A acepção que temos do referido tema tem o início de sua formulação no

século XIX, mais precisamente em 1846 quando da constituição da Aliança

Evangélica constituída com membros de várias denominações cujo objetivo era

convocar um concilio ecumênico mundial, outro evento marcante foi a

Conferencia Ecumênica Missionária realizada na cidade de Nova York em

1900. Segue – se a essa a Conferência Missionária Mundial com realização em

Edimburgo em 1910. Segundo Fontana desta se originará três movimentos:

a) Fé e Ordem é um movimento dedicado a trabalhar pela reconciliação das

denominações divididas. As conferências foram realizadas em 1927, Lausanne

e em 1937, Edimburgo.

b) Vida e Trabalho é movimento preocupado com a relação da fé cristã com as

questões sociais, políticas e econômicas. As conferências foram realizadas em

1925, Estocolmo e em 1937, Oxford.

c) Concílio Missionário Internacional foi formado em 1921 e em 1961 se

integrou formalmente ao Conselho Mundial de Igrejas.

E nas conferencias Vida e Trabalho e Fé e Ordem é aprovada a criação de um

conselho mundial de igrejas (CMI) com local e data para sua efetivação

(Utrecht em 1938), porém somente em 1948 que objetivo é alcançado, pois a

segunda grande Guerra mundial impossibilita a realização.
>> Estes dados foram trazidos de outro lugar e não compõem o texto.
PR #1474, opened 2019-11-06
Fix bug 1380356: Add ability to use localization as source lang for translation

abowler2:
Issue: Some localization communities have a hard time to directly translate from English, and prefer to do their work based on an existing translation.

This fix is working to add a Preferred Source Locale selection to allow users to select existing translations to work from.

____
Current status: I have added the new field to the UserProfile model and added the new setting to the UI of the Settings page.  

However, the form is not functioning properly. It is currently rendering the correct selections in the menu, but any change made effects both the `Custom Homepage` selector and the `Preferred source locale` selector. Selections are not being saved in the model field for `preferred_source_locale` (the custom_homepage setting still saves when changes are made with the custom homepage selector).

If you could take a look at my current progress and help me to find my missteps or where I need to go from here that would be appreciated.


mathjazz:
Nice work so far!

The settings page will need a slight redesign, but for now I suggest we move the Preferred source locale selector under the Select your homepage selector - it's a similar UX and it's hard to predict which of the features will be used more often.

I would also change the label to "Select preferred source locale" and add the default value to the selector: "Default project locale".

You'll need to update the `settings.js` file to make sure it properly handles selectors. Similarly, you'll need to update `settings.css` to make sure styling of both selectors is consistent.

abowler2:
I made progress and am now able to save the preferred source locale. However, I have not been able to track down why when a selection is made it changes the selection for both items. This is only on the UI as the user's selections are being properly saved in the models. I tried giving unique class names to the elements, but that did not alter the behavior. 

If you have a moment to take a look and offer suggestions on this I would appreciate it. 

In the meantime, I'll continue to work on it as well as move forward with the next step of using this setting to determine which strings to render in the translation panel.

pontoon/contributors/static/css/settings.css
```diff
@@ -1,25 +1,35 @@
-#homepage {
+#homepage,
+#preferred-locale {
   margin-top: 30px;
 }
 
-#homepage .label {
+#homepage .label,
+#preferred-locale .label {
```
mathjazz: What if you simply use `#heading X` instead of `#homepage X, #preferred-locale` here and below?

abowler2:
> Nice work!
> 
>     1. To fix the problem with selectors, please look into the `pontoon/teams/static/js/team_selector.js` file (sorry for misleading you), which handles the actual menu selector. You'll need to make sure that the element we update is withing the selector by prepending something like `$(this).parents(".locale-selector")...`.

Thank you! 

> 
>     2. When I select a source locale and save it, the /settings page errors after a reload:
>        `'None' has no attribute 'serialize'`

I just realized this myself  😞  

> 
>     3. There's no way to select "Default Project Locale" once you select another locale. Unlike what I said initially when you were creating a menu, the behaviour (and the model) of the preferred locale selector should be exactly the same as for the homepage selector.

OK, I originally had appended it but then since it is a Foreignkey was pretty sure it would cause an issue.  Should I change the model for `preferred_source_locale` to CharField and then mimic the behavior of the Homepage selector then?
If so, do you want me to revert the last migration or just migrate the changes?

mathjazz:
> OK, I originally had appended it but then since it is a Foreignkey was pretty sure it would cause an issue. Should I change the model for `preferred_source_locale` to CharField and then mimic the behavior of the Homepage selector then?

Sadly, yes.

> If so, do you want me to revert the last migration or just migrate the changes?

I'll leave that to you. If possible, remove the migration and add a new one, and before you do so, make sure you unapply the current migration.

abowler2:
All seems to be working as expected now on the first parts of this task.  Please let me know if there are any changes or adjustments needed.

Working on the next step now, or after I fix that failing test anyway 😃

abowler2:
So, I actually don't know why that test failed.  All tests pass locally, and I'm not entirely sure what the error message is......

adngdb:
@abowler2 It seems it was a random artifact from travis, or pytest, or anything. @mathjazz restarted the build and it's now passing. :)

abowler2:
My attempt to access the data in the preferred_source_locale field on the frontend has not been successful (it comes back as  `undefined`). I would appreciate it if you could take a look at what I have and advise on whether I'm on the right track or not and if so, where I need to make changes in order to get that data. 

Of course, if I'm completely off track then if you could please provide information on how to go about accessing the data I would appreciate it.

frontend/src/core/user/reducer.js
```diff
@@ -83,6 +83,7 @@ export type UserState = {|
     +translatorForProjects: { [string]: boolean },
     +settings: SettingsState,
     +preferredLocales: Array<string>,
+    +userPreferredLocale: string,
```
mathjazz: `preferredSourceLocale`

pontoon/contributors/views.py
```diff
@@ -168,6 +168,14 @@ def save_custom_preferred_source_locale(request):
     return HttpResponse('ok')
 
 
+def user_preferred_source_locale(request):
+    preferred_locale = request.user.profile.preferred_source_locale
+
+    return JsonResponse({
+        'preferred-locale': preferred_locale,
```
mathjazz: `'preferred-source-locale': preferred_source_locale,`

pontoon/contributors/templates/contributors/settings.html
```diff
@@ -31,10 +31,17 @@ <h2 id="username">{{ user.first_name }}</h2>
...
-    <span class="label">Select your homepage</span>
-    {% include 'teams/widgets/team_selector.html' %}
+  <div id="heading" class="clearfix">
+    <div id="homepage">
+      <span class="label">Select your homepage</span>
+      <span class="homepage">{% include 'teams/widgets/team_selector.html' %}</span>
+    </div>
+    <div id="preferred-locale">
+      <span class="label preferred-locale">Select preferred source locale</span>
+      <span class="preferred-locale">{% include 'teams/widgets/preferred_locale_selector.html' %}</span>
```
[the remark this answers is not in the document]
abowler2: Within `pontoon/contributors/views.py` there are 2 separate lists created with different default values for `custom_homepage` and `preferred_locale` as well as separate custom values saved.  This widget renders using the values from the `preferred_locales` whereas `teams/widgets/team_selector.html` renders based on the `custom_homepage` values.

pontoon/teams/static/js/team_selector.js
```diff
@@ -1,5 +1,10 @@
 $(function() {
   $('.locale-selector .locale .menu li:not(".no-match")').click(function () {
-    $('.locale .selector').html($(this).html());
+    if ($(this).closest('#homepage').length == 1) {
+      $('#homepage .locale .selector').html($(this).html());
+    }
+    if ($(this).closest('#preferred-locale').length == 1) {
+      $('#preferred-locale .locale .selector').html($(this).html());
+    }
```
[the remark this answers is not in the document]
abowler2: Ahhhh....I tried many a combination with .parents() and .find() with no luck....clearly I did not use this combo 😄

abowler2:
> In [b67fd68](https://github.com/mozilla/pontoon/commit/b67fd68ea78beb664be1ef1b5afd499aad4ad12d) I don't see `getUserPreferredLocale` ever being called. 

I had been using a console.log() in the Translation.js file to show all the values in the `user` object, as it had `user` imported, in order to check if the value was being accessed.  It would show the variable but then have its value as `undefined` 

However, as you stated that I may not even need to use the call in the translate app, it might not matter.

pontoon/contributors/templates/contributors/settings.html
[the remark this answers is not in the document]
mathjazz: I see what the problem is - the "locale" variable names are different.

Now that we're [removing](https://github.com/mozilla/pontoon/pull/1486/files#diff-0f32e96ffcaa02bd0293a2c31c056d24) `translate.html`, I suggest you simplify `teams/widgets/team_selector.html` by replacing it with the contents of `teams/widgets/preferred_locale_selector.html`. You can also remove the `if project and preferred_locale and preferred_locale == l` block.

Then you'll need to turn it into a [macro](https://jinja.palletsprojects.com/en/2.10.x/templates/#macros) and pass the right variable to it. See `multiple_team_selector.html` for example.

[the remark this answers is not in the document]
abowler2: Just pushed those changes.

pontoon/contributors/templates/contributors/settings.html
```diff
@@ -31,14 +31,14 @@ <h2 id="username">{{ user.first_name }}</h2>
...
+  <div id="user-preference" class="clearfix">
     <div id="homepage">
       <span class="label">Select your homepage</span>
       <span class="homepage">{% include 'teams/widgets/team_selector.html' %}</span>
     </div>
     <div id="preferred-locale">
-      <span class="label preferred-locale">Select preferred source locale</span>
-      <span class="preferred-locale">{% include 'teams/widgets/preferred_locale_selector.html' %}</span>
+      <span class="label">Select preferred source locale</span>
+      <span class='preferred-locale'>{% include 'teams/widgets/preferred_locale_selector.html' %}</span>
```
mathjazz: Nit: please use double quotes.

pontoon/contributors/views.py
```diff
@@ -193,11 +220,26 @@ def settings(request):
...
         custom_homepage_locale = default_homepage_locale
 
+    default_preferred_source_locale = Locale(name='Default project locale', code='')
+    preferred_locales = list(Locale.objects.all())
+    preferred_locales.insert(0, default_preferred_source_locale)
+
+    # Set preferred source locale
+    preferred_source_locale = request.user.profile.preferred_source_locale
+    if preferred_source_locale:
+        custom_preferred_source_locale = (
```
mathjazz: Nit: I would just call this `preferred_source_locale`.

And above, I'd rename `custom_homepage` to `custom_homepage_locale`.

pontoon/contributors/templates/contributors/settings.html
abowler2: I actually removed that class in the refactor of team selector (https://github.com/mozilla/pontoon/pull/1474/commits/c9b672fe23836c08aaec3c0cbffd12161946f880) as it was no longer needed but will note the need for double quotes on classes.

pontoon/contributors/views.py
mathjazz: Whoops, false alarm. Sorry!

pontoon/contributors/templates/contributors/settings.html
mathjazz: Whoops, false alarm. Sorry!

abowler2:
Pushed my progress so far. Wanted to touch base on a couple of things:

1) I'm not quite sure how to access the plural strings when displaying the preferred source locale as the Translation model `plural_form` field is a small integer indicating the Index of `Locale.cldr_plurals_list()` (per the comment in the code).

2) There is a bug that I can't track down as I have not yet been able to pinpoint the trigger. It occurs at times when loading entities or when selecting an entity but I'm not sure why as it currently seems somewhat random.  Maybe it has to do with the plural forms since that piece is not complete????  At any rate, when it happens the screen goes blank with the following error: 
Screen Shot 2019-11-17 at 10 49 10 AM


It also appears that I have broken some tests 😄   Will work on fixing those once this piece is working properly.

pontoon/base/models.py
```diff
@@ -2588,7 +2591,22 @@ def map_entities(cls, locale, entities, visible_entities=None):
...
+                preferredSourceLocale = Locale.objects.filter(
+                    code=preferred_source_locale).values_list('pk')[0][0]
+                string = Translation.objects.filter(locale=preferredSourceLocale, entity=entity)
+                if not string:
+                    string = entity.string
+                    string_plural = entity.string_plural
+                else:
+                    string = string.values_list('string')[0]
+                    # replace with Source Locale Translated Plural String
+                    string_plural = entity.string_plural
```
mathjazz: You should remove this entire if-else block and only keep default string values:
```python
original = entity.string
original_plural = entity.string_plural
```

pontoon/base/models.py
```diff
@@ -2588,7 +2591,22 @@ def map_entities(cls, locale, entities, visible_entities=None):
...
+
+            if string_plural == "":
```
mathjazz: Inside this if-block, you should set the source string to the alternative source locale if available:
```python
if preferred_source_locale != '' and entity.alternative_originals:
    string = entity.alternative_originals[0].string
```

Note that this will only work if you above the `entities` for loop do:

```python
if preferred_source_locale != '':
    entities = entities.prefetch_alternative_originals(preferred_source_locale)
```

With contents of the `prefetch_alternative_originals()` being:

```python
def prefetch_alternative_originals(self, code):
    return self.prefetch_related(
        Prefetch(
            'translation_set',
            queryset=(
                Translation.objects.filter(locale__code=code, approved=True)
            ),
            to_attr='alternative_originals'
        )
    )
```

pontoon/base/views.py
```diff
@@ -999,6 +1005,7 @@ def user_data(request):
             'force_suggestions': user.profile.force_suggestions,
         },
         'preferred_locales': user.profile.sorted_locales_codes,
+        'preferred_source_locale': user.profile.preferred_source_locale,
```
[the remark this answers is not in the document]
abowler2: No, we don't need that. That was from when I was trying to access the preferred_source_locale from the frontend.  I removed it.

pontoon/base/models.py
```diff
@@ -2585,12 +2602,19 @@ def map_entities(cls, locale, entities, visible_entities=None):
...
             translation_array = []
+            string = entity.string
+            string_plural = entity.string_plural
 
-            if entity.string_plural == "":
+            if string_plural == "":
                 translation = entity.get_active_translation().serialize()
                 translation_array.append(translation)
+                if preferred_source_locale != '' and entity.alternative_originals:
+                    string = entity.alternative_originals[0].string
```
mathjazz: Now to handle plurals, we should actually move this block below the `if string_plural == '' - else` block and then use the last available plural form for the pluralized string:
```python
if string_plural != '':
    string_plural = entity.alternative_originals[-1].string
```

abowler2: This works for all the files I have in my Test project except the `amo.po` file. It works when only changing `original` to the `alternative_original` but the plural form causes an error with the JSON. ("The response content is not JSON-compatible")

When I try to simulate the query in the shell I get an `AssertionError: Negative indexing is not supported.`

mathjazz: Hm, I'm not able to reproduce your issues. 

What do you mean by "changing original to the alternative_original"?

I've made the following change:
```diff
diff --git a/pontoon/base/models.py b/pontoon/base/models.py
index 105a600a7..820741e54 100644
--- a/pontoon/base/models.py
+++ b/pontoon/base/models.py
@@ -2621,6 +2621,11 @@ class Entity(DirtyFieldsMixin, models.Model):
                     translation = entity.get_active_translation(plural_form).serialize()
                     translation_array.append(translation)
 
+            if preferred_source_locale != '' and entity.alternative_originals:
+                string = entity.alternative_originals[0].string
+                if string_plural != '':
+                    string_plural = entity.alternative_originals[-1].string
+
             entities_array.append({
                 'pk': entity.pk,
                 'original': string,
```

abowler2: Ahh, OK.  I had them set up as stand-alone `if` statements instead of nesting the plurals `if` statement.  It is working fine now ~ Thank you.

abowler2:
Made requested updates and fixed tests.

Working on how to set Machinery to use en-US original now. Let me know if there is anything in particular I need to know to complete this.

mathjazz:
Very nice work, thanks!

To fix Machinery, I think you'll need to replace `selectedEntity.original` in `fetchHelpersData` with `selectedEntity.machineryOriginal`, which you'll need to pass from `Entity.map_entities()`.

abowler2:
That seems to have worked!  Thanks

Let me know if anything further is needed.

abowler2:
I'll definitely work on showing the original source in the Locals tab, and let you know if I have questions.

abowler2:
> A nice addition would be to also show the original source (i.e. `machinery_original`) in the Locales tab. Could you try adding that as well?

I pushed what I have so far for this....but I just want to say right off that while it is working...it's pretty ugly 🤣 
In order to refactor it I needed some info (and I also wanted to be sure I'm even on the right track with it).

1. There is no ForeignKey between `Locale` and `Entity`, and I couldn't find a common field. Also, the entity does not exist in Translation so making use of the existing code does not work. Given this, I hard coded the `pk` in order to access the properties for the `original source`. If there is a way for this to be dynamic, or if there is another way to go about this, please let me know.

2. For the `original source` to display the same as the other translations, I had to rename the `keys` in the `dict`, and I'm not sure if there is a more efficient way to do this.

3. I was unsure how to add the `original source` in a way that would allow it to be sorted within the other translations, so I prepended it to the beginning.

4. When the `Locale/code` link is clicked on the frontend it gives a 404-error as this was manually entered so it is not a valid link. How should this be handled?

I think that sums up the current issues.

TIA 😄

pontoon/base/forms.py
```diff
@@ -247,6 +247,23 @@ def __init__(self, *args, **kwargs):
...
+    """
+    Form is responsible for saving preferred source locale
+    """
+    class Meta:
+        model = UserProfile
+        fields = ('preferred_source_locale',)
+
+    def __init__(self, *args, **kwargs):
+        super(UserPreferredSourceLocaleForm, self).__init__(*args, **kwargs)
+        preferred_source_locales = list(Locale.objects.all().values_list('code', 'name'))
```
mathjazz: Nit: We should actually call this `all_locales`, same as above.

pontoon/base/models.py
```diff
@@ -2205,6 +2208,20 @@ def prefetch_active_translations(self, locale):
             )
         )
 
+    def prefetch_alternative_originals(self, code):
+        """
+        Prefetch active translations for given preferred source locale.
```
mathjazz: active -> approved

pontoon/base/views.py
```diff
@@ -208,15 +208,20 @@ def _get_all_entities(locale, project, form, entities):
     visible_entities = entities.values_list('pk', flat=True)
 
     return JsonResponse({
-        'entities': Entity.map_entities(locale, entities_to_map, visible_entities),
+        'entities': Entity.map_entities(
+            locale,
+            preferred_source_locale,
+            entities_to_map,
+            visible_entities
```
mathjazz: Nit: please add comma at the end of the line. That code style allows us to add/remove parameters by making 1-line diffs.

pontoon/contributors/views.py
```diff
@@ -149,6 +149,25 @@ def save_custom_homepage(request):
...
 
 
+@login_required(redirect_field_name='', login_url='/403')
+@require_POST
+@transaction.atomic
+def save_preferred_source_locale(request):
+    """Save preferred source locale """
+    form = forms.UserPreferredSourceLocaleForm(
+        request.POST,
+        instance=request.user.profile
```
mathjazz: Nit: comma at the end of the line.

mathjazz:
Bug filed:
https://bugzilla.mozilla.org/show_bug.cgi?id=1600134

You can also split it in two patches if you want (refactor + displaying source string).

[...] O Conselho Mundial de Igrejas foi formalmente constituído em

1948 em Amsterdã por delegados de 147 igrejas de 44 países. Hoje

ele congrega mais de 340 igrejas, denominações e associações de

igrejas em mais de 100 países e territórios no mundo, representando

cerca de 400 milhões de cristãos e incluindo a maioria das igrejas

Ortodoxas no mundo, representações das denominações das igrejas

tradicionais da Reforma Protestante como a Anglicana, Batista,

Luterana, Metodista e Reformada, bem como muitas igrejas unidas e

independentes. Exceto a Igreja Católica e algumas (mas não todas)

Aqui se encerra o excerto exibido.